Despite the heading on the task page claiming otherwise, there does not appear to be a wikipedia entry for "100 prisoners" --Thundergnat (talk) 00:56, 5 November 2019 (UTC)
- Fixed. -- Gerard Schildberger (talk) 19:04, 5 November 2019 (UTC)
- Well, if that's where you obtained the description, then leave it as is; but Wiki's description is more more dire (with a penalty of execution for all if any prisoner fails). Brutal. Not G rated. -- Gerard Schildberger (talk) 20:55, 5 November 2019 (UTC)
big speed up
Thanks to (userid) Craigd (using zkl), his observation/optimization of: if one prisoner fails, they all do.
A big decrease in time used.
It's programmers like Craigd that make me say: Damn! Why didn't I think of that ?!?! -- Gerard Schildberger (talk) 20:28, 5 November 2019 (UTC)
- That's in the Python too; the first failing prisoner breaks out of the for prisoner in ... loop. --Paddy3118 (talk) 20:48, 5 November 2019 (UTC)
- I can't read Python, but I read zkl comments very well. -- Gerard Schildberger (talk) 06:15, 7 November 2019 (UTC)
- Well, it's in the statement of the problem (on Wikipedia, now also on RC): "If just one prisoner does not find his number, all prisoners die." So one just has to think of reading the problem statement. Eoraptor (talk) 12:29, 7 November 2019 (UTC)
Test at 10 prisoners too?
Would it be worth asking for a test run at 10 prisoners as well (as I did in the Perl 6 entry) to verify that the logic is correct for random selection? Right now, with 100 prisoners the random portion could be just be: "Fail" and it would be only be wrong 7.89e-29 percent of the time. If tested with 10, the prisoners should be pardoned ~.097 percent of the time. Though I see that the task has already been promoted out of draft after... ~18 whole hours? What's the rush? --Thundergnat (talk) 22:45, 5 November 2019 (UTC)
No card viewed en route to a find needs further checking
If any prisoner finds their card within the number of steps allowed, all card numbers viewed en route can also be found in exactly the same number of steps.

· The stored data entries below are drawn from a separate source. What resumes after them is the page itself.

PR #33, opened 2016-07-30
Added missing import

GrahamCampbell:
| Q               | A
| --------------- | ---
| Bug fix?        | yes
| New feature?    | no
| BC breaks?      | no
| Deprecations?   | no
| License         | MIT

#### What's in this PR?

Adds a missing import to fix fatal errors.

#### Why?

image

#### Checklist

#### To Do

- [ ] If the PR is not complete but you want to discuss the approach, list what remains to be done here

### DIFF
--- a/src/Plugin/HistoryPlugin.php
+++ b/src/Plugin/HistoryPlugin.php
@@ -2,6 +2,7 @@
 
 namespace Http\Client\Common\Plugin;
 
+use Exception;
 use Http\Client\Common\Plugin;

Only numbers not yet seen at all are in different cycles, and still need to be checked.
If your colleague found their card, and saw yours en route, there’s no need for you to look in the boxes. Hout (talk) 12:56, 7 November 2019 (UTC)
- You speak of the optimized version?
- The rules state that each prisoner may open only 50 drawers and cannot communicate with other prisoners
- So the start drawer is drawer_number= prisoner_number
Horst.h (talk) 13:19, 7 November 2019 (UTC)- That’s right, and thats why every prisoner starts exactly one full cycle length away from their card. Prisoners don’t talk to each other, but when the simulator has checked one number in the cycle it has checked them all. Hout (talk) 14:45, 7 November 2019 (UTC)
- Each prisoner in a particular cycle group enters that cycle at a different absolute position, but at exactly the same relative position - immediately after their target card, which itself points at (contains the 1-based index of) their start position. Every prisoner in that group needs exactly the same number of steps - the full cycle - to complete the chain and reach their target. If the cycle length is 50 or less, all prisoners with numbers in that cycle reach their card. If the cycle length is 51 or more, none of them do. Hout (talk) 14:55, 7 November 2019 (UTC)
- Finally, not only does a single find (a single cyclical pathway of length <= 50) tell us that every prisoner with a number on that path can reach their card, and needs no further checking - it also tells us that once the combined (summed) lengths of the viable paths we have seen reaches 50, no more further checking of any kind at all is needed. Survival of all has been established - no room remains for any cycle-path that is long enough to fail. Hout (talk) 15:14, 7 November 2019 (UTC)